We set the inner-loop task to be the n-way k-shot image classification task. As shown in Fig. 2, let x be an image in the training set (support set). In the within-task training process, the base convolutional layers convert x to the feature map f(x) with the shape of (h, w, d). The prototype layer consists of m prototypical features per class \({\text{\{ }}o_i {|} o_i \epsilon class i\} ,\) and each prototypical feature has a shape of (h1, w1, d1), where h1<h, w1<w and d1=d. Each prototypical feature scans the feature map f(x) to calculate the L2 distances. The distance matrix is converted to the similarity matrix, and by global max pooling, we obtain the maximum similarity score between f(x) and prototypical features. The maximum similarity scores lead to the classification scores through the fully connected layers. We refer to the loss function in [8], which encourages \({o}_{i}\) to learn the most relevant features of class i and penalize irrelevant features. The best convergence condition of prototypical features is achieved in the form of the best classification performance.

Necessary Adaptations to MAML.

Since MAML is trained on different classes during each loop, it is difficult to learn the stable prototypical features of each class. Therefore, we need to make necessary adaptations to MAML. First, the pretraining method is adopted in the inner loop: training base convolutional layers first and then adding prototype and fully connected layers after achieving good classification performance. Second, we should change prototypical features during each loop of classification to adapt to MAML. While prototypical features are projected to nearest feature maps, the prediction performance is not affected when the projection does not move much by the proof in [8]. Through these two adaptations, it will be easier for the model to learn prototype features in each inner loop. Hopefully, we can obtain the best initial parameters for few-shot learning in outer loops.

Fig. 2.
figure 2

Within-task training process

3.2 Evaluating Models

Interpretability can only be evaluated by human experience. First, we randomly sample an equal number of images from each class in the test set. For each image, we record its top k features given by similarity scores. After we obtain the top k features, the name of a feature is given by human experts by looking at the feature region in the original image, generated by the deconvolution or receptive field methods or simply direct mapping. Using the names of the top k features, we can analyze the interpretability performance of prototypical features.
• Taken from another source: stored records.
PR #63, opened 2024-08-19
Bug always render existing assignments

### LINKED ISSUE #41: Map sometimes fails to pull document assignments from backend on load
Still investigating when and why this happens. Seems to be slightly inconsistent.

raphaellaude:
## Description

- Fixes #41

## Reviewers

- Primary:
- Secondary:

## Checklist

### DIFF
--- a/app/fly.toml
+++ b/app/fly.toml
@@ -9,14 +9,14 @@ primary_region = 'ewr'
 [build]
 
 [http_service]
-  internal_port = 3000
-  force_https = true
-  auto_stop_machines = 'stop'
-  auto_start_machines = true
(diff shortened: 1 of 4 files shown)


nofurtherinformation:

In datasets that are composed of subjects that have physical meanings, we can evaluate the interpretability of a model through expert annotations and scoring from a preliminary perspective. However, for abstract datasets, expert annotations based on actual semantics might be difficult to carry out. However, we have found two metrics to measure a model’s interpretability. First, machine learned features are annotated based on their positions in their original images by both machine and human expert. After obtaining the labels given by expert and our model, we calculate the matching degree between these two labels and define the score of the matching degree as Consistency of Semantics (CoS). Second, the consistency of the top k features is identified by the machine. We can use the entropy function to measure the inconsistency for abstract recognition. Concretely, we record the percentage pi of a type of feature where there are n types of labeled features. The consistency of Features (called CoF) is defined by Eq. (1).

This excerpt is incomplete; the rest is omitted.